─── Given records

PR #3097, opened 2026-04-15
[occm] Make hostNetwork configurable in the Helm chart

zwindler:

Makes `hostNetwork` configurable in the cloud controller manager Helm chart by adding a `hostNetwork` value (default: `true`).

Currently `hostNetwork: true` is hardcoded in the DaemonSet template. This makes sense for the default use case where OCCM manages nodes and routes, but for users who only run a subset of controllers (e.g. just the `service` controller for Octavia LB), `hostNetwork` is an unnecessary privilege escalation. The controller only needs to talk to the Kubernetes API and the OpenStack API, both reachable from pod networking.

This PR also changes the default `dnsPolicy` to `ClusterFirstWithHostNet`, as [recommended by the Kubernetes docs](https://kubernetes.io/docs/concepts/services-networking/dns-pod-service/#pod-s-dns-policy) for pods running with `hostNetwork`:

> `ClusterFirstWithHostNet`: For Pods running with hostNetwork, you should explicitly set its DNS policy to `ClusterFirstWithHostNet`. Otherwise, Pods running with hostNetwork and `"ClusterFirst"` will fallback to the behavior of the `"Default"` policy.

The current chart uses `dnsPolicy: ClusterFirst` with `hostNetwork: true`, which falls back to host DNS. This has no practical impact today since OCCM doesn't resolve cluster-internal service names, but it's *technically* incorrect. Users who set `hostNetwork: false` should also set `dnsPolicy: ClusterFirst` (documented in `values.yaml`).

N/A

The default remains `hostNetwork: true`, so this is a no-op for existing deployments, apart from the `dnsPolicy` default change.

**Release note**:
```release-note
[openstack-cloud-controller-manager] Make hostNetwork configurable in the Helm chart (default: true) and default dnsPolicy to ClusterFirstWithHostNet
```


zwindler:
Hi 👋 — gentle ping on this one. It's a small, backwards-compatible change (the default stays `hostNetwork: true`, so it's a no-op for existing deployments), and CI lint + CLA are green.

Whenever someone has a spare moment, would a maintainer be willing to add `/ok-to-test` so the full suite can run, and take a look when convenient? No rush at all — I know review bandwidth is precious, and I really appreciate the time.

Happy to split the `hostNetwork` toggle and the `dnsPolicy` fix into two separate PRs if that makes review easier — just let me know. 🙏

jihyun-huh:
Hi, thank you for your PR and i also need this option in my team
i tested locally and it looks good

@kayrus @jichenjc Could you review this with ok-to-test plz?

charts/openstack-cloud-controller-manager/templates/daemonset.yaml
```diff
@@ -109,8 +109,8 @@ spec:
       {{- if .Values.extraInitContainers }}
       initContainers: {{ toYaml .Values.extraInitContainers | nindent 6 }}
       {{- end }}
-      dnsPolicy: {{ .Values.dnsPolicy }}
-      hostNetwork: true
+      hostNetwork: {{ .Values.hostNetwork }}
+      dnsPolicy: {{ if and .Values.hostNetwork (eq .Values.dnsPolicy "ClusterFirst") }}ClusterFirstWithHostNet{{ else }}{{ .Values.dnsPolicy }}{{ end }}
```
stephenfin, line 113: Do we need this logic here? I agree that we should change the default, but we can do that in `values.yaml`

stephenfin (changes requested):
One comment

charts/openstack-cloud-controller-manager/templates/daemonset.yaml
zwindler: You are right, this is probably over-engineered

I'll fix the PR on monday, thanks for the review

zwindler: Done. The template now renders `dnsPolicy: {{ .Values.dnsPolicy }}` as before, and the default in `values.yaml` is `ClusterFirstWithHostNet` (with a comment pointing users who disable `hostNetwork` to `ClusterFirst`). Also bumped the chart to 2.36.4 since master moved to 2.36.3 in the meantime.

stephenfin (commented):
/approve
/lgtm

──────

_Problem to work on_:
Nothing in the data may be left out; copy every line exactly.

_Answer space_:
PR #3097, opened 2026-04-15
[occm] Make hostNetwork configurable in the Helm chart

zwindler:

Makes `hostNetwork` configurable in the cloud controller manager Helm chart by adding a `hostNetwork` value (default: `true`).

Currently `hostNetwork: true` is hardcoded in the DaemonSet template. This makes sense for the default use case where OCCM manages nodes and routes, but for users who only run a subset of controllers (e.g. just the `service` controller for Octavia LB), `hostNetwork` is an unnecessary privilege escalation. The controller only needs to talk to the Kubernetes API and the OpenStack API, both reachable from pod networking.

This PR also changes the default `dnsPolicy` to `ClusterFirstWithHostNet`, as [recommended by the Kubernetes docs](https://kubernetes.io/docs/concepts/services-networking/dns-pod-service/#pod-s-dns-policy) for pods running with `hostNetwork`:

> `ClusterFirstWithHostNet`: For Pods running with hostNetwork, you should explicitly set its DNS policy to `ClusterFirstWithHostNet`. Otherwise, Pods running with hostNetwork and `"ClusterFirst"` will fallback to the behavior of the `"Default"` policy.

The current chart uses `dnsPolicy: ClusterFirst` with `hostNetwork: true`, which falls back to host DNS. This has no practical impact today since OCCM doesn't resolve cluster-internal service names, but it's *technically* incorrect. Users who set `hostNetwork: false` should also set `dnsPolicy: ClusterFirst` (documented in `values.yaml`).

N/A

The default remains `hostNetwork: true`, so this is a no-op for existing deployments, apart from the `dnsPolicy` default change.

**Release note**:
```release-note
[openstack-cloud-controller-manager] Make hostNetwork configurable in the Helm chart (default: true) and default dnsPolicy to ClusterFirstWithHostNet
```


zwindler:
Hi 👋 — gentle ping on this one. It's a small, backwards-compatible change (the default stays `hostNetwork: true`, so it's a no-op for existing deployments), and CI lint + CLA are green.

Whenever someone has a spare moment, would a maintainer be willing to add `/ok-to-test` so the full suite can run, and take a look when convenient? No rush at all — I know review bandwidth is precious, and I really appreciate the time.

Happy to split the `hostNetwork` toggle and the `dnsPolicy` fix into two separate PRs if that makes review easier — just let me know. 🙏

jihyun-huh:
Hi, thank you for your PR and i also need this option in my team
i tested locally and it looks good

@kayrus @jichenjc Could you review this with ok-to-test plz?

charts/openstack-cloud-controller-manager/templates/daemonset.yaml
```diff
@@ -109,8 +109,8 @@ spec:
       {{- if .Values.extraInitContainers }}
       initContainers: {{ toYaml .Values.extraInitContainers | nindent 6 }}
       {{- end }}
-      dnsPolicy: {{ .Values.dnsPolicy }}
-      hostNetwork: true
+      hostNetwork: {{ .Values.hostNetwork }}
+      dnsPolicy: {{ if and .Values.hostNetwork (eq .Values.dnsPolicy "ClusterFirst") }}ClusterFirstWithHostNet{{ else }}{{ .Values.dnsPolicy }}{{ end }}
```
stephenfin, line 113: Do we need this logic here? I agree that we should change the default, but we can do that in `values.yaml`

stephenfin (changes requested):
One comment

charts/openstack-cloud-controller-manager/templates/daemonset.yaml
zwindler: You are right, this is probably over-engineered

I'll fix the PR on monday, thanks for the review

zwindler: Done. The template now renders `dnsPolicy: {{ .Values.dnsPolicy }}` as before, and the default in `values.yaml` is `ClusterFirstWithHostNet` (with a comment pointing users who disable `hostNetwork` to `ClusterFirst`). Also bumped the chart to 2.36.4 since master moved to 2.36.3 in the meantime.

stephenfin (commented):
/approve
/lgtm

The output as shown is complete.